Jim looked down at his wrist, to the place where, had he worn a wristwatch, he would have worn it. The one he wasn’t wearing now had belonged to John Omally. John had given it to Jim as a present.

“Nine o’clock,” said Jim. “What am I going to do?”

“I’ll tell you what we’re going to do,” said Derek.

“What are we going to do?” asked Clive.

Clive was driving, Derek was in the back. Fred was in the back too, and Suzy was sitting between Derek and Fred. They were out of Penge now and heading for Brentford.

“We’re going to party big time,” said Derek. “Roll into Brentford, let some blood and party big time.”

“Shut your mouth,” said Fred.

“Aw, come on, Fred.” Derek waved his Uzi in the air. “We’re mean sons of bitches, ain’t we? We’re the God-damn horsemen of the Apocalypse.”
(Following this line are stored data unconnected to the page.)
PR #1917, opened 2019-11-07
Make return types a little bit more consistent.

Bensk1:


src/lib/storage/chunk.hpp
```diff
@@ -161,13 +161,13 @@ class Chunk : private Noncopyable {
    * However, `size() - invalid_row_count()` does not necessarily tell you how many rows are visible for
    * the current transaction.
    */
-  uint32_t invalid_row_count() const { return _invalid_row_count.load(); }
+  ChunkOffset invalid_row_count() const { return _invalid_row_count.load(); }
```
Bensk1: This is not really what we want here but, as discussed yesterday, creating a strong typedef for ChunkOffset will take much more time and this might be a bit less wrong here.

src/lib/storage/chunk.cpp
```diff
@@ -200,7 +200,7 @@ std::vector<std::shared_ptr<const BaseSegment>> Chunk::_get_segments_for_ids(
     const std::vector<ColumnID>& column_ids) const {
   DebugAssert(([&]() {
                 for (auto column_id : column_ids)
-                  if (column_id >= column_count()) return false;
+                  if (static_cast<ColumnCount>(column_id) >= column_count()) return false;
```
mrks: For me, it makes more sense to convert the right side to a ColumnID

PR #1921, opened 2019-11-11
Reference LQP nodes in PQP nodes

Bouncner:
This is a discussion PR to reference LQP nodes in PQP nodes during translation.

This PR is a first attempt to allow better parsing of the plan cache and was initially "proposed"/envisioined by @Bensk1 and @mrzzzrm . One of the main motivations was to retrieve the actual physical column when parsing scans/join etc.

Parsing of PQPs is something that @Bensk1  and I already do often, and what will probably be done much more often in the future (NVM, bachelor's project, ...). This PR is one of several PRs coming which will lay the foundation for the best self-pimping database ever.

There is a just a simple test included and I have probably not covered all cases to consider, yet. But should be enough to discuss the issue.

### DIFF
--- a/src/lib/logical_query_plan/lqp_translator.cpp
+++ b/src/lib/logical_query_plan/lqp_translator.cpp
@@ -204,8 +204,9 @@ std::shared_ptr<AbstractOperator> LQPTranslator::_translate_predicate_node_to_in
 
   // All chunks that have an index on column_ids are handled by an IndexScan. All other chunks are handled by
   // TableScan(s).
-  auto index_scan = std::make_shared<IndexScan>(input_operator, SegmentIndexType::GroupKey, column_ids,
-                                                predicate->predicate_condition, right_values, right_values2);
+  auto index_scan =
+      std::make_shared<IndexScan>(input_operator, SegmentIndexType::GroupKey, column_ids,
+                                  predicate->predicate_condition, right_values, right_values2, node->deep_copy());
 
   const auto table_scan = _translate_predicate_node_to_table_scan(node, input_operator);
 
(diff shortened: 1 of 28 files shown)


src/lib/logical_query_plan/lqp_translator.cpp
```diff
@@ -204,8 +204,9 @@ std::shared_ptr<AbstractOperator> LQPTranslator::_translate_predicate_node_to_in
 
   // All chunks that have an index on column_ids are handled by an IndexScan. All other chunks are handled by
   // TableScan(s).
-  auto index_scan = std::make_shared<IndexScan>(input_operator, SegmentIndexType::GroupKey, column_ids,
-                                                predicate->predicate_condition, right_values, right_values2);
+  auto index_scan =
+      std::make_shared<IndexScan>(input_operator, SegmentIndexType::GroupKey, column_ids,
+                                  predicate->predicate_condition, right_values, right_values2, node->deep_copy());
```
mrks: Does this have to be part of the constructor? It really has nothing to do with the purpose of the object being constructed.

As the LQPTranslator is the only one setting it, maybe a single virtual call in translate_node would even be easier?

mrks: Why do you deep_copy the LQP?

Bouncner: @Bensk1, do you remember the reason?

Bouncner: Good point. Probably opening a new PR and closing this one to handle that.

Bouncner:
Closing for now.

mrks:
When you bring this back, we should use the opportunity and assert that operators return whatever their LQP node's column_expressions promised.

Bouncner:
I throw away this approach and followed your recommendation of setting it in the translator (#1931, which is already merged).

mrks:
Ah, missed that one.

PR #1924, opened 2019-11-14
A potpourri of smaller fixes

mrks:
Some minor things that I had lying around. As none of these should have any effect on benchmarks etc., I hope that compressing them into one PR should be fine

* Make clang-format work independent of current clang version
* Make visualization work if benchmark item has multiple SQL pipelines (e.g., TPC-C)
* Make `ReadWriteOperatorState` printable
* Fix visualization of `x IN (...)` when the IN expression is rewritten to a join

### DIFF
--- a/src/benchmarklib/benchmark_sql_executor.cpp
+++ b/src/benchmarklib/benchmark_sql_executor.cpp
@@ -100,15 +100,28 @@ void BenchmarkSQLExecutor::_compare_tables(const std::shared_ptr<const Table>& e
   }
 }
 
-void BenchmarkSQLExecutor::_visualize(SQLPipeline& pipeline) const {
+void BenchmarkSQLExecutor::_visualize(SQLPipeline& pipeline) {
   GraphvizConfig graphviz_config;
   graphviz_config.format = "svg";
 
   const auto& lqps = pipeline.get_optimized_logical_plans();
   const auto& pqps = pipeline.get_physical_plans();
 
-  LQPVisualizer{graphviz_config, {}, {}, {}}.visualize(lqps, *_visualize_prefix + "-LQP.svg");
-  PQPVisualizer{graphviz_config, {}, {}, {}}.visualize(pqps, *_visualize_prefix + "-PQP.svg");
+  auto prefix = *_visualize_prefix;
+
+  if (_num_visualized_plans == 1) {
+    // We have multiple SQL pipelines in this benchmark item - rename the existing file
+    std::filesystem::rename(prefix + "-LQP.svg", prefix + "-0-LQP.svg");
+    std::filesystem::rename(prefix + "-PQP.svg", prefix + "-0-PQP.svg");
+  }
+  if (_num_visualized_plans > 0) {
+    prefix += "-" + std::to_string(_num_visualized_plans);
+  }
+
+  LQPVisualizer{graphviz_config, {}, {}, {}}.visualize(lqps, prefix + "-LQP.svg");
+  PQPVisualizer{graphviz_config, {}, {}, {}}.visualize(pqps, prefix + "-PQP.svg");
+
+  ++_num_visualized_plans;
 }
 
 }  // namespace opossum
--- a/src/benchmarklib/benchmark_sql_executor.cpp
+++ b/src/benchmarklib/benchmark_sql_executor.cpp
@@ -110,7 +110,7 @@ void BenchmarkSQLExecutor::_visualize(SQLPipeline& pipeline) {
   auto prefix = *_visualize_prefix;
 
   if (_num_visualized_plans == 1) {
-    // We have multiple SQL pipelines in this benchmark item - rename the existing file
+    // We have already visualized a prior SQL pipeline in this benchmark item - rename the existing file
     std::filesystem::rename(prefix + "-LQP.svg", prefix + "-0-LQP.svg");
     std::filesystem::rename(prefix + "-PQP.svg", prefix + "-0-PQP.svg");
   }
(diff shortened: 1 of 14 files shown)


src/benchmarklib/benchmark_sql_executor.cpp
```diff
@@ -100,15 +100,28 @@ void BenchmarkSQLExecutor::_compare_tables(const std::shared_ptr<const Table>& e
...
   const auto& lqps = pipeline.get_optimized_logical_plans();
   const auto& pqps = pipeline.get_physical_plans();
 
-  LQPVisualizer{graphviz_config, {}, {}, {}}.visualize(lqps, *_visualize_prefix + "-LQP.svg");
-  PQPVisualizer{graphviz_config, {}, {}, {}}.visualize(pqps, *_visualize_prefix + "-PQP.svg");
+  auto prefix = *_visualize_prefix;
+
+  if (_num_visualized_plans == 1) {
+    // We have multiple SQL pipelines in this benchmark item - rename the existing file
+    std::filesystem::rename(prefix + "-LQP.svg", prefix + "-0-LQP.svg");
```
Bouncner: `== 1` signals multiple pipelines?

Bouncner: Ah ... there's an increment. Ok ...

Bouncner: Looks pretty strange, but ok.

src/benchmarklib/benchmark_sql_executor.hpp
```diff
@@ -40,10 +40,11 @@ class BenchmarkSQLExecutor {
                        const std::shared_ptr<const Table>& actual_result_table,
                        const std::optional<const std::string>& description = std::nullopt);
   void _verify_with_sqlite(SQLPipeline& pipeline);
-  void _visualize(SQLPipeline& pipeline) const;
+  void _visualize(SQLPipeline& pipeline);
 
   const std::shared_ptr<SQLiteWrapper> _sqlite_wrapper;
   const std::optional<std::string> _visualize_prefix;
+  int _num_visualized_plans{0};
```
Bouncner: Why `int` and not something unsigned?

src/lib/optimizer/strategy/in_expression_rewrite_rule.cpp
```diff
@@ -43,6 +44,10 @@ void rewrite_to_join(const std::shared_ptr<AbstractLQPNode>& node,
     list_as_table->append_chunk({value_segment});
   });
 
+  // All regular tables have statistics. Even if the JoinOrderingRule already ran, add statistics to the dummy table so
+  // that following rules, which expect statistics to be present, do not run into problems.
+  list_as_table->set_table_statistics(TableStatistics::from_table(*list_as_table));
```
Bouncner: I don't get what this has to do with the JoinOrderingRule.

src/test/optimizer/strategy/in_expression_rewrite_rule_test.cpp
```diff
@@ -248,19 +253,25 @@ TEST_F(InExpressionRewriteRuleTest, JoinStrategy) {
...
+    EXPECT_FLOAT_EQ(cardinality_estimator.estimate_cardinality(result_lqp), 1000.f / 200 * 1);
   }
 
   {
     // ExpressionEvaluator for five elements
     const auto input_lqp = PredicateNode::make(five_element_in_expression, node);
     const auto result_lqp = StrategyBaseTest::apply_rule(rule, input_lqp);
     EXPECT_EQ(result_lqp, input_lqp);
+
+    // No cardinality check here, as unmodified IN expressions are currently not estimated by the CardinalityEstimator.
```
Bouncner: Do I have to read the rule to understand why 5 elements leads to an "unmodified" expression? I'd guess the threshold for a table is larger? Maybe comment?

src/benchmarklib/benchmark_sql_executor.cpp
mrks: Any suggestions?

src/benchmarklib/benchmark_sql_executor.hpp
mrks: Didn't really put too much thought into it, will change.

src/lib/optimizer/strategy/in_expression_rewrite_rule.cpp
mrks: Re-reading that I wonder if I didn't write too much. Maybe "Add statistics to the dummy table so that following rules, which expect statistics to be present, do not run into problems. " is sufficient?

src/test/optimizer/strategy/in_expression_rewrite_rule_test.cpp
mrks: Yes, rewrites to join only happen with at least `MIN_ELEMENTS_FOR_JOIN` elements. Someone who looks into this rule and its test (and not at a small PR that does not really touch the rule) should have already seen that a couple of times, so I am not sure if a comment is helpful.

src/benchmarklib/benchmark_sql_executor.cpp
mrks: Maybe "We have already visualized a prior SQL pipeline in this benchmark item"?

Bouncner: Would be better. Probably not worth thinking too much about it.

src/lib/optimizer/strategy/in_expression_rewrite_rule.cpp
Bouncner: Yep, better.

src/test/optimizer/strategy/in_expression_rewrite_rule_test.cpp
Bouncner: Hmm, since both the 100 and 5 are so arbitrary, I think a one liner that the 5 is below `MIN_ELEMENTS_FOR_JOIN` and 100 is above would help.

mrks: better?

Fred made low growling sounds. “You can let as much blood as you like, once that Pooley has put paid to the Professor.”

Derek cocked his weapon in the manner that sometimes got a cheap laugh. “I don’t know why you’ve bothered with all this subtle stuff. You should have arranged a nuclear accident, flattened the whole frigging borough.”

“Dear oh dear.” Fred rolled his eyes. “You really don’t get it, do you? When Pooley introduces our little bagged-up friend into the Professor’s magic circle, the entire ceremony will be reversed. Goodness won’t come flooding into the world. Its opposite number will. Mr Pooley will turn this entire planet into a seething cesspit of evil. Which is just the way my master wants it to be.”

“You’re one bad mother,” said Derek.

“Yeah,” said Fred. “Ain’t I though.”

There really didn’t seem any way that Fred’s car would actually be able to drive into Brentford. All the roads in were now blocked by other cars, engines off, doors locked, their owners and passengers gone to join the party. And it really was growing into some party. A PARTY! in fact. Folk from all around were descending on the borough, eager to engage in the free festivities. The novelty of this little west London town’s genuinely celebrating the millennium two years before the rest of the world had a certain pulling power.

Fred’s limo ground to a halt. “Get a move on,” said Fred.

“I can’t,” said Clive. “The traffic’s all snarled up.”

“Then put the car into overdrive.”

“Overdrive? What good’s that if I can’t move?”

“Didn’t you ever see that film The Car?”

“I did,” said Derek. “Absolute corker. This big evil black car comes out of the desert and wipes out all these people in a little mid-west American town. And The Car is really the Devil.”

“Wasn’t Bradford Dillman in that?” asked Clive.

“Nah, Bradford Dillman was in Bug.”

“Now that was a good movie.”

“The Swarm was better.”

“The Swarm was crap.”

“Shut it!” shouted Fred. “What I am trying to say to you, Clive, you little twat, is that you’re driving The Car. Stick it into overdrive.”

“Overdrive,” said Clive, finding the switch. “Overdrive, OK.”

Clive flipped the switch and The Car rose up and crunched over the roofs and bonnets of the un-parked cars.